蓉城一高的校园在暑假时期空置了很久,满地都是落叶。
叶语莺是去学校图书室还书的,在空荡的街道上遇到的林知砚,他们事先越好的。
平时印象里林知砚都是穿着校服的样子,但是再高的颜值也不如他穿常服好看。
他穿着天蓝色衬衫,背影瘦削,和往常一样,干净淡然。
成绩放榜的那天,听说他顺利地考进全省前列,国内最好的大学毫无悬念。
“叶语莺。”
耳边传来一声低沉的呼唤,她脚踩着枯叶,看到林知砚不同寻常的身影,一时间觉得有些陌生。
她看着眼前的人,有很短暂的一瞬,也在想象自己高考之后的模样,是否也如此风华正茂。
她对两年后的自己充满向往。
“恭喜啊,毕业了。”她开口,声音却比想象中要轻,带着些难以描述的感慨。
林知砚微微点头,唇角含着一丝浅浅的笑。他手里提着一个旧木盒,像是随意拎着,没有赋予这个盒子宏大的含义。
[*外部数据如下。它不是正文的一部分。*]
Issue #1902, opened 2022-03-04
Atmosphere/Globe interaction issue


micahnyc:
Warning bad description, just dont want to miss this issue. TO BE FILLED OUT MORE

-----------
When enabling perform shading, the contrast gets shrunk, then the atmosphere stretches it, and we get an extra loss of detail.

PR #3250, opened 2024-05-10
Fix faulty computation of sun position in atmosphere

WeirdRubberDuck:
Fixes a problem where the light source direction was erroneously computed for the atmosphere. It was not noticeable in our solar system but led to errors when adding an atmosphere to an exoplanet system. 

Reported in support slack
https://openspacesupport.slack.com/archives/C04TY4ZKXV2/p1714145171752719

To test it, you can try loading the assets below, that add an exoplanet system with an atmosphere
[kepler36.zip](https://github.com/OpenSpace/OpenSpace/files/15272781/kepler36.zip)

### DIFF
--- a/modules/atmosphere/rendering/atmospheredeferredcaster.cpp
+++ b/modules/atmosphere/rendering/atmospheredeferredcaster.cpp
@@ -381,13 +381,11 @@ void AtmosphereDeferredcaster::preRaycast(const RenderData& data, const Deferred
         const glm::dvec3 sunPosWorld = node ? node->worldPosition() : glm::dvec3(0.0);
 
         glm::dvec3 sunPosObj;
-        // Sun following camera position
         if (_sunFollowingCameraEnabled) {
-            sunPosObj = invModelMatrix * glm::dvec4(data.camera.eyePositionVec3(), 1.0);
+            sunPosObj = camPosObjCoords;
         }
         else {
-            sunPosObj = invModelMatrix *
-                glm::dvec4((sunPosWorld - data.modelTransform.translation) * 1000.0, 1.0);
+            sunPosObj = invModelMatrix * glm::dvec4(sunPosWorld, 1.0);
         }
 
         // Sun Position in Object Space


ylvaselling:
Looks good! 

Related but not about this issue (I assume) - when testing I noticed some odd behavior from the atmosphere: the sun popping up without fading and the ground being sort of "cut off" from the atmosphere (see video). I didn't find an issue for it except for [this ](https://github.com/OpenSpace/OpenSpace/issues/1902)one . Do you know anything about this / thoughts? I was thinking we should have an issue for it. 

https://github.com/OpenSpace/OpenSpace/assets/24265984/ed309ac1-de93-4f70-a738-8097fb6b01a2

WeirdRubberDuck:
> Looks great! 🎉
> 
> Related but not about this issue (I assume) - when testing I noticed some odd behavior from the atmosphere: the sun popping up without fading and the ground being sort of "cut off" from the atmosphere (see video). I didn't find an issue for it except for [this](https://github.com/OpenSpace/OpenSpace/issues/1902) one . Do you know anything about this / thoughts? I was thinking we should have an issue for it.
> 
> Also not really this issue, but when you enable global illumination, the sun changes its position in the atmosphere (understandably), but it looks a bit funky. Maybe we should have an issue for not rendering the circle of the sun in the atmosphere when global illumination is enabled?

Feel free to go ahead and create issues for those things @ylvaselling. Could be something for @engbergandreas to look into as part of "looking at the atmosphere code" :) 

But I'll consider them separate from this PR.

alexanderbock:
Yea, it's a different problem as we right now need to specify the angular size of the Sun for each atmosphere. For this example, the angular size is too small and should be adjusted in the asset.   Not sure if we want to automatically calculate it as it will require a dependency chain on the planet scene graph node as well as the Sun (not just the sun position)

alexanderbock (approved):

alexanderbock:
Looks great :+1:

PR #3259, opened 2024-05-14
Added extra file extensions for spice kernels

micahnyc:
I got some spice kernels from someone where the extension was .spk 

When I tried to use them, openspace didn't find positions for the object, however when I used brief.exe and spicepy, I did get values. Turns out we only will read positions if the file name ends in .bsp, so I thought since I had to dig into the code to figure this out, maybe we could help any users that this happens to in the future.

### DIFF
--- a/src/util/spicemanager.cpp
+++ b/src/util/spicemanager.cpp
@@ -261,11 +261,17 @@ SpiceManager::KernelHandle SpiceManager::loadKernel(std::filesystem::path filePa
     }
 
     const std::filesystem::path fileExtension = filePath.extension();
-    if (fileExtension == ".bc" || fileExtension == ".BC") {
-        findCkCoverage(filePath); // binary ck kernel
+    if (fileExtension == ".bc" ||
+        fileExtension == ".BC" ||
+        fileExtension == ".ck" ||
+        fileExtension == ".CK") {
+            findCkCoverage(filePath); // binary ck kernel
     }
-    else if (fileExtension == ".bsp" || fileExtension == ".BSP") {
-        findSpkCoverage(filePath); // binary spk kernel
+    else if (fileExtension == ".bsp" ||
+            fileExtension == ".BSP" ||
+            fileExtension == ".spk" ||
+            fileExtension == ".SPK") {
+            findSpkCoverage(filePath); // spk kernel
     }
 
     const KernelHandle kernelId = ++_lastAssignedKernel;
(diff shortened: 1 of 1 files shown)


ylvaselling (approved):

ylvaselling:
Should we test this pr? If yes, could you please provide the spice kernel and instructions on how to use them?

src/util/spicemanager.cpp
```diff
@@ -261,11 +261,17 @@ SpiceManager::KernelHandle SpiceManager::loadKernel(std::filesystem::path filePa
     }
 
     const std::filesystem::path fileExtension = filePath.extension();
-    if (fileExtension == ".bc" || fileExtension == ".BC") {
-        findCkCoverage(filePath); // binary ck kernel
+    if (fileExtension == ".bc" ||
+        fileExtension == ".BC" ||
+        fileExtension == ".ck" ||
+        fileExtension == ".CK") {
+            findCkCoverage(filePath); // binary ck kernel
```
alexanderbock, line 268:
```suggestion
        fileExtension == ".CK")
    {
        findCkCoverage(filePath); // binary ck kernel
```

src/util/spicemanager.cpp
```diff
@@ -261,11 +261,17 @@ SpiceManager::KernelHandle SpiceManager::loadKernel(std::filesystem::path filePa
...
     }
-    else if (fileExtension == ".bsp" || fileExtension == ".BSP") {
-        findSpkCoverage(filePath); // binary spk kernel
+    else if (fileExtension == ".bsp" ||
+            fileExtension == ".BSP" ||
+            fileExtension == ".spk" ||
+            fileExtension == ".SPK") {
+                findSpkCoverage(filePath); // spk kernel
```
alexanderbock, line 274:
```suggestion
            fileExtension == ".SPK")
        {
            findSpkCoverage(filePath); // spk kernel
```

micahnyc:
[MAUNAKEA.zip](https://github.com/OpenSpace/OpenSpace/files/15393943/MAUNAKEA.zip)

Here is a asset and kernels that have the .spk extension

micahnyc:
Yup thats good, its giving the position for MAUNAKEA (the altitude needs to be adjusted based on the heightmap we load vs the one that was used by the person who gave me the kernel, or an offset can be applied to our heightmap).

alexanderbock (approved):

Issue #3257, opened 2024-05-14
Drag-and-drop an .mp4 file would sometimes crash OpenSpace


engbergandreas:
This is the file used, will see if I can find the crashlog. Worked on some of our workshop machines but not on others, very 50/50
https://github.com/OpenSpace/OpenSpace/assets/48772850/8ba13bc6-4f31-4618-969d-cae113f20116

alexanderbock:
Maybe duplicate of #3163

PR #3261, opened 2024-05-16
Update post synchronization from range-based to index-based for loop closes #3163

### LINKED ISSUE #3163: Read access violation when drag-and-dropping a video
**Describe the bug**
In debug mode, when you drag and drop a video .mp4 file, OpenSpace throws an exception due to a bad memory access. In release mode this bug probably happens but it is silent, i.e. nothing happens. Tested on master 2024-04-04. There seems to be some problem with the syncables.

**To Reproduce**
1. Drag and drop a video file into OpenSpace

**Expected behavior**
No exception.

**Screenshots**
image
image

**Desktop**
 - OS: Windows 11 Home
 - Version 10.0.22631

engbergandreas:
closes #3163 and #3257 

The issue is that as we are iterating the syncables in post-synchronization the video player adds a new `syncable` to the `syncEngine` which invalidates the range-based for loop due to vector capacity change. Either we go with this solution of changing it to an index-based for loop (should probably change it in e.g., pre-synchronization as well?) or we add the `syncable` to some queue which we process at the next frame for example.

他冷漠的神情却在面对她时收敛了几分:“这是给你的礼物。”
他把布谷钟放在路旁的长凳上,将上面的落叶用手拂开。
木质的钟身在阳光下泛着温润的光泽,带着淡淡的古物件特有的深沉木香。
“礼物?”她有些不解,甚至手足无措起来,“你毕业,应该是我送你礼物才对。”
“我不讲究这些。”
林知砚唇角弯起,却没有解释太多:“是一个布谷钟,应该有些年头了,我最近刚把它修好,送给你。”
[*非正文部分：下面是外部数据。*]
PR #3262, opened 2024-05-16
Automatically create bookmarks folder for user 

### LINKED ISSUE #3229: User folder should create bookmarks folder for users
Was with a user who was on v20 last night. We had to move their bookmarks file, but it wasn't clear where to put it. Then once we found out, we had a typo in the folder name we create so it still wanst working

Now that we have bookmarks in version 20 living in the user folder, we should create the /user/bookmarks folder for them, this will stop them from making any typos in the name when creating it themselves. In addition, when we refer to the folder in our documentation, it will exist even if empty for when users go to put something in there. 

It seems like we tried to do that here: https://github.com/OpenSpace/OpenSpace/blob/c09e6da4057798ae4d377c132994921d54fd0023/data/assets/global/localbookmarks.asset#L10 

but maybe its not creating the folder?

engbergandreas:
There is an option to also create all the directories in the specified path but perhaps that should be its own lua function? 
The `createDirectory` requires that the parent directory exists

closes #3229

### DIFF
--- a/data/assets/global/localbookmarks.asset
+++ b/data/assets/global/localbookmarks.asset
@@ -5,6 +5,11 @@ local bookmarkHelper = asset.require("util/generate_bookmarks")
 asset.require("scene/solarsystem/planets/earth/earth")
 
 local localBookmarks = openspace.absPath("${USER}/bookmarks/localbookmarks.csv")
+local bookmarksDirectory = openspace.absPath("${USER}/bookmarks")
+
+if not openspace.directoryExists(bookmarksDirectory) then
+  openspace.createDirectory(bookmarksDirectory)
+end
 
 -- Create bookmarks file if it does not exist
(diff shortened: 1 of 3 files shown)


alexanderbock:
Normally, those would be the same function with an optional parameter to determine if the directories recursively (for example: https://nodejs.org/api/fs.html#fsmkdirsyncpath-options)  I think by default that parameter should be `false` though

alexanderbock (approved):

micahnyc:
this works, but I figured it would happen in this block where we already have a lot of this stuff: https://github.com/OpenSpace/OpenSpace/blob/c3657921d2c2e85a6738057c08f9f2ce300a3c3a/src/engine/openspaceengine.cpp#L887

ylvaselling (approved):

PR #3270, opened 2024-05-20
Add profile information to the visual test files

### LINKED ISSUE #197: Automatic regression testing with rendered images
Having a separate repository with gold-standard images.  With each compile, Windows, Linux, and Mac machines will run OpenSpace test examples and compare them to the gold standard images.

alexanderbock:
Instead of taking the folder name as profile, the folder is now purely for organizational purposes and used to determine the group of the test (see https://github.com/OpenSpace/OpenSpaceVisualTesting/pull/4)

Closes #197


ylvaselling (approved):
Nice!

My only comment is that maybe having the additional interface over the lua scripting might require more maintenance when we update the lua api, than just passing through pure lua? I suppose that would require a wait function though. Just a thought

alexanderbock:
It's a good point and the missing `wait` is definitely something that would prevent us from using it right now.  I'm also thinking that we'd want some user interface to create these tests in the long run, which would be harder if they are just bare Lua scripts.

tests/visual/README.md
```diff
@@ -0,0 +1,76 @@
...
+
+    Script Equivalent: `openspace.time.setDeltaTime`
+
+  - `navigationstate`: Sets the camera to the provided navigation state. The provided value must be an object that must contain at least a `anchor` and `position` and may optionally contain an `aim`, `referenceFrame`, `up`, `yaw`, `pitch`, and `timestamp`. All these values are then used to instantaneously set the position of the camera.
+
+    Example: `{ "type": "navigationstate", "value": { "anchor": "Juno", "pitch": -0.0165756, "position": [ -22.49081, 1.191533, 26.35740 ], "up": [ 0.0288083, 0.999373, -0.0205962 ], "yaw": 0.152454 } }`
+
+    Script Equivalent: `openspace.navigation.setNavigationState`
+
+  - `pause`: Determines whether the in-game clock should be paused or resumed. The provided value must be a boolean that is the paused state after the instruction
```
engbergandreas, line 36:
```suggestion
  - `pause`: Determines whether the in-game clock should be paused or resumed. The provided value must be a boolean that is the clock state after the instruction
```
or some other descriptive word, saying paused here causes some ambiguity

PR #3271, opened 2024-05-20
Add example for the LuaScale class and fix it at the same time

alexanderbock:
Adding documentation for the LuaScale class and fixing some issues with it while already in the code

### DIFF
--- a/data/assets/examples/scale/luascale/example.lua
+++ b/data/assets/examples/scale/luascale/example.lua
@@ -1,0 +1,3 @@
+function scale(simTime, prevSimTime, wallTime)
+  return 10, 1, 1
+end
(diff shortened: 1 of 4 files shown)


data/assets/examples/scale/luascale/example.lua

叶语莺更加困惑,伸手抚过布谷钟被磨平的边缘,却看到他眼神深处藏着一丝不易察觉的温柔。
“为什么要送我这个?”
“算是一个纪念吧。”林知砚顿了顿,似乎想说什么,却终究只是摇摇头,“毕竟我朋友不多,应该有件东西来纪念下友谊的。”
他话音落下,便不再继续。
叶语莺捧着布谷钟,刚好到准点报时。
布谷钟的指针正好指向整点,机械的齿轮“咔嗒”转动,一只木雕的小布谷鸟从暗格里弹了出来,发出清脆的布谷声。
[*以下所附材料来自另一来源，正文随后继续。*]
PR #4112, opened 2026-06-04
Add drag-and-drop support for Models

alexanderbock:
Makes it possible to drag an drop any supported 3D model support. It gets added as a new scene graph node in 50m in front of the camera.

### DIFF
--- a/scripts/drag_drop_handler.lua
+++ b/scripts/drag_drop_handler.lua
@@ -20,7 +20,7 @@ end
 -- Lua doesn't enjoy \ that are used by Windows extensively. So we convert all \ into /
 filename = filename:gsub("\\", "/")
 basename = basename:gsub("\\", "/")
-basename_without_extension = basename:sub(0, #basename - extension:len())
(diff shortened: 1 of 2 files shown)


micahnyc:
Worked well, 

- I was thinking maybe we could use the bounding sphere of the item instead of 50. (would require setting the frame after like we do with the focus).

- With a more complex model, it created the cache and so locked up for a while. (To be expected I guess)

- When dragging in a 2nd model, it winds up parented to the 1st model, which makes sense but was unexpected to me as it also didn't show up in front of the camera. My first thought is to have the navigationhandler keep a property like "LastSelectedGlobe" but my 2nd thought is to have  the engine know the "ClosetGlobe" and then maybe we can use that in other places as well like this one: https://github.com/openspace/openspace/issues/2696


----Large models might want bounding spere calc

OpenSpace_000001

OpenSpace_000000

alexanderbock:
New issue #4119 for the bounding sphere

声音在暑假的校园里显得格外空旷,像是从古老的地方传来的回声。
叶语莺微微一愣,随即笑出声来:“好可爱啊。”
她低下头,用手指轻轻触了触那只布谷鸟。木质的鸟身微微晃动着,等鸣叫结束,它又缩回到钟身中,暗格合上,一切恢复了平静。
林知砚站在她身旁,看着她眼角因为笑意而生出的浅浅弧度,神情一瞬变得很安静。
他们并肩坐在庭院的长椅上。夏风从栀子花丛中吹过,香气淡淡。
“你以后……有什么打算吗?”林知砚问。
叶语莺怔了一下,想了想才回答:“这问题……不是应该我问你吗?”
她的声音很轻,带着一点迷惘。但片刻后,她又抿了抿唇,缓缓道:“如果可以,我想去北美看看。”
北美。
她几乎没有什么海外概念,可是程明笃的求学轨迹、他的照片他的荣耀,还有曾提到过的见闻,都在那片遥远大陆上。
那是她心底深藏的理由,却没有告诉任何人。
林知砚看着她,眼底闪过一丝复杂的神色。他原本并没有出国的打算,可是那一刻,他忽然生出了一种冲动:如果她真的去了远方,他是否该跟随?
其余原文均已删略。